5. Model Building & Evaluation
Logistic Regression
from sklearn.linear_model import LogisticRegression # Train Logistic Regression model logreg = LogisticRegression() logreg.fit(X_train, y_train) # Predict on test data y_pred_logreg = logreg.predict(X_test) # Evaluate the model print("Logistic Regression Accuracy:", accuracy_score(y_test, y_pred_logreg)) print(classification_report(y_test, y_pred_logreg))
Random Forest Classifier
from sklearn.ensemble import RandomForestClassifier # Train Random Forest model rf_model = RandomForestClassifier() rf_model.fit(X_train, y_train) # Predict on test data y_pred_rf = rf_model.predict(X_test) # Evaluate the model print("Random Forest Accuracy:", accuracy_score(y_test, y_pred_rf)) print(classification_report(y_test, y_pred_rf))
XGBoost Classifier
from xgboost import XGBClassifier # Train XGBoost model xgb_model = XGBClassifier() xgb_model.fit(X_train, y_train) # Predict on test data y_pred_xgb = xgb_model.predict(X_test) # Evaluate the model print("XGBoost Accuracy:", accuracy_score(y_test, y_pred_xgb)) print(classification_report(y_test, y_pred_xgb))
Explanation:
- Logistic Regression serves as a baseline model. Random Forest and XGBoost are used to improve accuracy and performance.

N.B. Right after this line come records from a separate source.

PR #236, opened 2021-04-07
add shorter show method for `AbstractColumns`

ericphanson:
For example,
```julia
julia> big_tbl = (; a = [rand(100) for _ = 1:200], b = [rand(100) for _ = 1:200], c = [rand(100) for _ = 1:200]);

julia> tbl = Arrow.Table(Arrow.tobuffer(big_tbl))
Arrow.Table with 200 rows, 3 columns, and schema:
 :a  Vector{Float64} (alias for Array{Float64, 1})
 :b  Vector{Float64} (alias for Array{Float64, 1})
 :c  Vector{Float64} (alias for Array{Float64, 1})
```
This table used to print as 1.2M characters! (The “alias” printing is removed with https://github.com/JuliaLang/julia/pull/39256 I believe).

I tried to be pretty safe here since `AbstractColumns` are very general, and I'm not sure if we can expect columns to have a `length` for example.

I decided to print the schema instead of a manual column printing as in https://github.com/JuliaData/Arrow.jl/issues/168, since we don't have the `eltype` info in general (`columntypes` just asks the schema, so the fallback method only works when we have a schema), and I think maybe if Tables doesn't have a schema that can be useful info to pass along to the user (perhaps they can add one and improve performance in some cases).

### DIFF
--- a/src/Tables.jl
+++ b/src/Tables.jl
@@ -190,7 +190,7 @@ function Base.NamedTuple(r::RorC)
     return NamedTuple{Tuple(Base.map(Symbol, names))}(Tuple(getcolumn(r, nm) for nm in names))
 end
 
-function Base.show(io::IO, x::T) where {T <: RorC}
+function Base.show(io::IO, x::T) where {T <: AbstractRow}
     if get(io, :compact, false) || get(io, :limit, false)
         print(io, "$T: ")
         show(io, NamedTuple(x))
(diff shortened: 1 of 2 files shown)


src/Tables.jl
```diff
@@ -202,6 +202,25 @@ function Base.show(io::IO, x::T) where {T <: RorC}
     end
 end
 
+function Base.show(io::IO, table::AbstractColumns; max_cols = 20)
+    nrows = try
+        string(length(Tables.getcolumn(table, 1)))
+    catch e
+        e isa MethodError || rethrow()
```
ericphanson: trying to catch a `MethodError` here if `length` isn't supported, but I wonder if there's a better way to do this

bkamins: maybe use `IteratorSize` trait? I am not sure if this would be better.

quinnj: We can assume columns have length; they have to be 1-indexable.

quinnj: We also have `Tables.rowcount` that already does this

ericphanson: ah great, thanks!

quinnj (approved):
Thanks @ericphanson !

PR #239, opened 2021-05-22
Fix Tables.schema on Tables.DictRowTable

quinnj:
Yuck; these kinds of bugs are the worst. Poor original coding (shame on
you past self), and tests that _happened_ to work by coincidence. The
problem here is that by just calling `values(getfield(x, :types))`,
we're just retrieving the types by however `Dict` internals happen to
order them, but in most cases, will _not_ match the order of column
names. We had a test for a simple case like `@test Tables.schema(drt) ==
Tables.Schema((:a, :b, :c), (Int, Float64, String))` that I guess just
happens to maintain the right ordering, even across julia versions. Oh
well, I'm guess that means not a lot of people rely on the exact schema
produced by `Tables.dictrowtable`, if they're even aware it exists and
use it. We probably need to better advertise its functionality.

### DIFF
--- a/src/dicts.jl
+++ b/src/dicts.jl
@@ -101,7 +101,7 @@ struct DictRowTable
 end
 
 isrowtable(::Type{DictRowTable}) = true
-schema(x::DictRowTable) = Schema(getfield(x, :names), values(getfield(x, :types)))
+schema(x::DictRowTable) = Schema(getfield(x, :names), [getfield(x, :types)[nm] for nm in getfield(x, :names)])
 
 struct DictRow <: AbstractRow
     names::Vector{Symbol}
--- a/src/dicts.jl
+++ b/src/dicts.jl
@@ -145,7 +145,7 @@ function dictrowtable(x)
     r = rows(x)
     L = Base.IteratorSize(typeof(r))
     out = Vector{Dict{Symbol, Any}}(undef, Base.haslength(r) ? length(r) : 0)
-    for (i, drow) in enumerate(x)
+    for (i, drow) in enumerate(r)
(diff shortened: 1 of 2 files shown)


test/runtests.jl
```diff
@@ -688,6 +688,7 @@ end
     ]
 
     drt = Tables.dictrowtable(rt)
+    @test Tables.schema(drt) == Tables.Schema((:a, :b, :c, :d), (Union{Missing, Int64}, Union{Missing, Float64, Int64}, Union{Missing, Int64}, Union{Missing, Int64}))
```
bkamins:
```suggestion
    @test Tables.schema(drt) == Tables.Schema((:a, :b, :c, :d), (Union{Missing, Int}, Union{Missing, Float64, Int}, Union{Missing, Int}, Union{Missing, Int}))
```

bkamins: to make tests pass on 32 bit architectures

bkamins (approved):

src/dicts.jl
```diff
@@ -145,7 +145,7 @@ function dictrowtable(x)
     r = rows(x)
     L = Base.IteratorSize(typeof(r))
     out = Vector{Dict{Symbol, Any}}(undef, Base.haslength(r) ? length(r) : 0)
-    for (i, drow) in enumerate(x)
+    for (i, drow) in enumerate(r)
```
bkamins, line 148: maybe add a test for this? I guess:
```
t = (a=(1,2,3), b=(4,5,6))
Tables.dictrowtable(t)
```
should catch the old bug. Right?

PR #411, opened 2024-10-08
update python

zganger:


zganger:
The issues at hand are primarily sqlalchemy/psycopg issues (sqlalchemy v1.x.x uses psycopg2, which has been replaced by psycopg). This will work after we drop sql- will rebase later.

DMalone87 (approved):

6. Visualization of Model Performance
Compare Model Accuracies
# Model accuracy comparison model_accuracies = { "Logistic Regression": accuracy_score(y_test, y_pred_logreg), "Random Forest": accuracy_score(y_test, y_pred_rf), "XGBoost": accuracy_score(y_test, y_pred_xgb), } plt.figure(figsize=(10, 6)) plt.bar(model_accuracies.keys(), model_accuracies.values(), color='skyblue') plt.title('Model Accuracy Comparison') plt.ylabel('Accuracy') plt.xticks(rotation=45) plt.show()
Explanation:
- A bar plot compares model accuracies, helping to identify the best-performing model for churn prediction.
7. Conclusion
This Customer Churn Prediction Using Machine Learning project demonstrates how to preprocess data, visualize trends, and build effective classification models. Among the models tested, [insert best-performing model here] achieved the highest accuracy. Businesses can use this analysis to retain customers and enhance decision-making processes.
Download the dataset and try experimenting with hyperparameter tuning or other advanced machine learning models to further improve predictions. Extend this project by deploying it using Flask or Streamlit!
Keywords: Customer churn prediction using machine learning, Churn analysis project, Data visualization, Classification models, Python project.